> **EXERCISE MATERIALS**:
PR #4327, opened 2024-04-17
Update S3 flush to not have last part greater than defined chunkSize

arvind-choudhary-h:
Fixes: https://github.com/distribution/distribution/issues/3873

The new implementation ensures no part size exceeds the defined Chunk size. In the screenshot shared, this is before the changes where the size of the last part was `6579438` which is more than the defined `5242880`

The following logic is removed which was responsible for adding the last part bytes into the `buf`
```
-	if w.pending.Len() > 0 && w.pending.Len() < int(w.driver.ChunkSize) {
-		if _, err := buf.Write(w.pending.data); err != nil {
-			return err
-		}
-		w.pending.Clear()
-	}
```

> **YOUR ASSIGNMENT**: Reproduce each line of the data containing the word "which".

> **EXPECTED ANSWER**:
The new implementation ensures no part size exceeds the defined Chunk size. In the screenshot shared, this is before the changes where the size of the last part was `6579438` which is more than the defined `5242880`
The following logic is removed which was responsible for adding the last part bytes into the `buf`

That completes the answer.